PR #7464, opened 2017-02-09
[HWIOAuthBundle] OAuth tokens aren't updated on reconnexion

### LINKED ISSUE #7463: OAuth tokens aren't updated on reconnection
Hello,

OAuth tokens aren't updated on reconnexion, 
I've debugged it and will post soon a pull request.

bruno-ds:
| Q               | A
| --------------- | ---
| Bug fix?        | yes |
| New feature?    | no |
| BC breaks?      | no |
| Related tickets | fixes #7463 |
| License         | MIT |

Hello, please find a patch fixing this issue : *OAuth tokens aren't updated on reconnexion*

I've tried to add a new phpspec entry `UserProviderSpec::it_should_update_token_when_oauth_succeed` but I'm not competent enough with phpsec so the test fail, sorry

*edit : I noted the PR has "BC breaks" by error in the synthesis table*

### DIFF
--- a/src/Sylius/Bundle/CoreBundle/OAuth/UserProvider.php
+++ b/src/Sylius/Bundle/CoreBundle/OAuth/UserProvider.php
@@ -99,7 +99,7 @@ class UserProvider extends BaseUserProvider implements AccountConnectorInterface
         ]);
 
         if ($oauth instanceof UserOAuthInterface) {
-            return $oauth->getUser();
+            return $this->updateUserByOAuthUserResponse($oauth->getUser(), $response);
         }
 
         if (null !== $response->getEmail()) {
@@ -167,9 +167,12 @@ class UserProvider extends BaseUserProvider implements AccountConnectorInterface
      */
     private function updateUserByOAuthUserResponse(UserInterface $user, UserResponseInterface $response)
     {
-        $oauth = $this->oauthFactory->createNew();
-        $oauth->setIdentifier($response->getUsername());
-        $oauth->setProvider($response->getResourceOwner()->getName());
+
+        if (null == $oauth = $user->getOAuthAccount($response->getResourceOwner()->getName())) {
+            $oauth = $this->oauthFactory->createNew();
+            $oauth->setIdentifier($response->getUsername());
+            $oauth->setProvider($response->getResourceOwner()->getName());
+        }
         $oauth->setAccessToken($response->getAccessToken());
         $oauth->setRefreshToken($response->getRefreshToken());
 
--- a/src/Sylius/Bundle/CoreBundle/OAuth/UserProvider.php
+++ b/src/Sylius/Bundle/CoreBundle/OAuth/UserProvider.php
@@ -167,12 +167,12 @@ class UserProvider extends BaseUserProvider implements AccountConnectorInterface
      */
     private function updateUserByOAuthUserResponse(UserInterface $user, UserResponseInterface $response)
     {
-
         if (null == $oauth = $user->getOAuthAccount($response->getResourceOwner()->getName())) {
             $oauth = $this->oauthFactory->createNew();
             $oauth->setIdentifier($response->getUsername());
             $oauth->setProvider($response->getResourceOwner()->getName());
         }
+
         $oauth->setAccessToken($response->getAccessToken());
         $oauth->setRefreshToken($response->getRefreshToken());
 
--- a/src/Sylius/Bundle/CoreBundle/spec/OAuth/UserProviderSpec.php
+++ b/src/Sylius/Bundle/CoreBundle/spec/OAuth/UserProviderSpec.php
@@ -187,4 +187,31 @@ final class UserProviderSpec extends ObjectBehavior
 
         $this->loadUserByOAuthUserResponse($response)->shouldReturn($user);
     }
+
+    function it_should_update_token_when_oauth_succeed(
+        $oauthRepository,
+        ShopUserInterface $user,
+        UserOAuthInterface $oauth,
+        UserResponseInterface $response,
+        ResourceOwnerInterface $resourceOwner
+    ) {
+        $resourceOwner->getName()->willReturn('google');
+
+        $response->getUsername()->willReturn('username');
+        $response->getAccessToken()->willReturn('new_access_token');
+        $response->getRefreshToken()->willReturn('new_refresh_token');
+        $response->getResourceOwner()->willReturn($resourceOwner);
+
+        $oauthRepository->findOneBy(['provider' => 'google', 'identifier' => 'username'])->willReturn($oauth);
+
+        $user->getOAuthAccount('google')->willReturn($oauth);
+
+        $oauth->getUser()->willReturn($user);
+        
+        $oauth->setAccessToken('new_access_token')->shouldBeCalled();
+        $oauth->setRefreshToken('new_refresh_token')->shouldBeCalled();
+
+        $this->loadUserByOAuthUserResponse($response);
+    }
+
 }


src/Sylius/Bundle/CoreBundle/OAuth/UserProvider.php
```diff
@@ -167,9 +167,12 @@ private function createUserByOAuthUserResponse(UserResponseInterface $response)
      */
     private function updateUserByOAuthUserResponse(UserInterface $user, UserResponseInterface $response)
     {
-        $oauth = $this->oauthFactory->createNew();
-        $oauth->setIdentifier($response->getUsername());
-        $oauth->setProvider($response->getResourceOwner()->getName());
+
```
lchrusciel: Redundant blank line

src/Sylius/Bundle/CoreBundle/OAuth/UserProvider.php
```diff
@@ -167,9 +167,12 @@ private function createUserByOAuthUserResponse(UserResponseInterface $response)
...
+        if (null == $oauth = $user->getOAuthAccount($response->getResourceOwner()->getName())) {
+            $oauth = $this->oauthFactory->createNew();
+            $oauth->setIdentifier($response->getUsername());
+            $oauth->setProvider($response->getResourceOwner()->getName());
+        }
```
lchrusciel: Missing blank line

src/Sylius/Bundle/CoreBundle/spec/OAuth/UserProviderSpec.php
```diff
@@ -187,4 +187,34 @@ function it_should_create_new_user_when_none_was_found(
 
         $this->loadUserByOAuthUserResponse($response)->shouldReturn($user);
     }
+
```
lchrusciel: Too many blank lines(one will be enough)

src/Sylius/Bundle/CoreBundle/spec/OAuth/UserProviderSpec.php
```diff
@@ -187,4 +187,34 @@ function it_should_create_new_user_when_none_was_found(
...
+        $response->getAccessToken()->willReturn('new_access_token');
+        $response->getRefreshToken()->willReturn('new_refresh_token');
+        $response->getResourceOwner()->willReturn($resourceOwner);
+
+        $oauthRepository->findOneBy(['provider' => 'google', 'identifier' => 'username'])->willReturn($oauth);
+
+        $user->getOAuthAccount('google')->willReturn($oauth);
+
+        $oauth->getUser()->willReturn($user);
+
```
lchrusciel: Too many blank lines

lchrusciel:
Can we also add a test for the whole workflow(in `tests/Controller/OauthTokenApiTest.php`)?

src/Sylius/Bundle/CoreBundle/OAuth/UserProvider.php
brunocombodo: done

src/Sylius/Bundle/CoreBundle/spec/OAuth/UserProviderSpec.php
brunocombodo: done

brunocombodo:
@lchrusciel : My changes in `UserProviderSpec` aren't working, I'm not experienced enough to make them work, so I don't think I'll be able to add the whole workflow(in `tests/Controller/OauthTokenApiTest.php`), sorry.
BTW, would someone helps me complete the spec modification?

lchrusciel:
@brunocombodo sure, but I need to understand a use case. Can you present some custom flow, when I could reproduce this bug? Then I will write a test and contribute to your solution :)

brunocombodo:
@lchrusciel I've just read `tests/Controller/OauthTokenApiTest.php`, if I'm not wrong, it test the sylius' own OAuth serveur, it is not concerned by my bug report. The bug is in the client side, not the server side.
More precisely it is in the integration of [HWIOAuthBundle](http://docs.sylius.org/en/latest/cookbook/facebook-login.html), the sylius' user provider has a bug.

in the database, the `sylius_user_oauth`.`access_token` isn't updated.

lchrusciel:
Can you describe your setup and steps for this issue? I would like to reproduce the bug and then help you with this PR, but I don't fully understand your use case.

src/Sylius/Bundle/CoreBundle/spec/OAuth/UserProviderSpec.php
```diff
@@ -187,4 +187,31 @@ function it_should_create_new_user_when_none_was_found(
 
         $this->loadUserByOAuthUserResponse($response)->shouldReturn($user);
     }
+
+    function it_should_update_token_when_oauth_succeed(
```
tuka217: `it_updates`

src/Sylius/Bundle/CoreBundle/spec/OAuth/UserProviderSpec.php
```diff
@@ -187,4 +187,31 @@ function it_should_create_new_user_when_none_was_found(
...
+        $user->getOAuthAccount('google')->willReturn($oauth);
+
+        $oauth->getUser()->willReturn($user);
+        
+        $oauth->setAccessToken('new_access_token')->shouldBeCalled();
+        $oauth->setRefreshToken('new_refresh_token')->shouldBeCalled();
+
+        $this->loadUserByOAuthUserResponse($response);
+    }
+
```
tuka217: Not needed blank line

lchrusciel:
I have tried to reproduce the bug, but I have failed. Everything works fine. Can you explain briefly what is it about? Why should we update access token on UserLoad? Also, can you describe steps how can the problem be reproduced? 

I have also tracked changes, and it appears, that we had this behaviour for a really long time. It was introduced by @kayue in #1628.

brunocombodo:
@lchrusciel : this `UserProvider` class is called when you connect to an OAuth provider.
On the first connection, the `loadUserByOAuthUserResponse` method try to find a previously created relation between the user and the provider by calling : 
```php
        $oauth = $this->oauthRepository->findOneBy([
            'provider' => $response->getResourceOwner()->getName(),
            'identifier' => $response->getUsername(),
        ]);
```
this will fail, so it will enter this section of code, wich in every case create the association between the user and the provider : 
```php
        if (null !== $response->getEmail()) {
            $user = $this->userRepository->findOneByEmail($response->getEmail());
            if (null !== $user) {
                return $this->updateUserByOAuthUserResponse($user, $response);
            }
        }
        return $this->createUserByOAuthUserResponse($response);
```

when creating this association, it will store the tokens (the access_token and the refresh_token).

until then everything works well, but what if the association already exists? 
then this call
```php
        $oauth = $this->oauthRepository->findOneBy([
            'provider' => $response->getResourceOwner()->getName(),
            'identifier' => $response->getUsername(),
        ]);
```

will positively enter there : 
```
        if ($oauth instanceof UserOAuthInterface) {
            return $oauth->getUser();
        }
```

and the code will return the user without having updated the tokens.

In much case I think tis is ok, but what if in the sylius side you want to call the provider's API ? Without updated token, you can't.


I hope this is much clear with this explanation.

bruno-ds:
My bad, I just found out why this bug wasn't reported before : because there is a smarter way to find the OAuth tokens : 

the Symfony's `TokenStorage` `method getToken()` return a `OAuthToken` wich give access to the access token and the refresh token.

example code : 
```php
        /** @var \Symfony\Component\Security\Core\Authentication\Token\Storage\TokenStorage $tokenStorage*/
         /** @var \HWI\Bundle\OAuthBundle\Security\Core\Authentication\Token\OAuthToken $token */
        $token = $tokenStorage->getToken();
        $ccessToken = $token->getAccessToken();
```

so I let you see if you want to solve this bug since it is not blocking at all

liverbool:
This's a critical bug!

lchrusciel:
@liverbool are you willing to pick it up? Without BC preferable, please, and I will merge it ASAP

liverbool:
I can wait, just notice to someone ;) i see long time ago pass.

bruno-ds:
I close the PR since the proposed code is out of date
★ ★ ★ ★
_Work instructions:_ All lines above that hold the string "please" should be copied.

_Task result:_
Hello, please find a patch fixing this issue : *OAuth tokens aren't updated on reconnexion*
@liverbool are you willing to pick it up? Without BC preferable, please, and I will merge it ASAP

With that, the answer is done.